**The task:** Every line that contains the word "handle" should be copied from the records below.

─── Data for analysis

PR #2379, opened 2020-04-22
zest: handle client requests when authenticating

thc202:
Intercept and handle the client requests as authentication requests.

Fix zaproxy/zaproxy#5940- Zest client side scripts cannot be used for
authentication


kingthorin:
Thank you!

──────

**Answer box:**
zest: handle client requests when authenticating
Intercept and handle the client requests as authentication requests.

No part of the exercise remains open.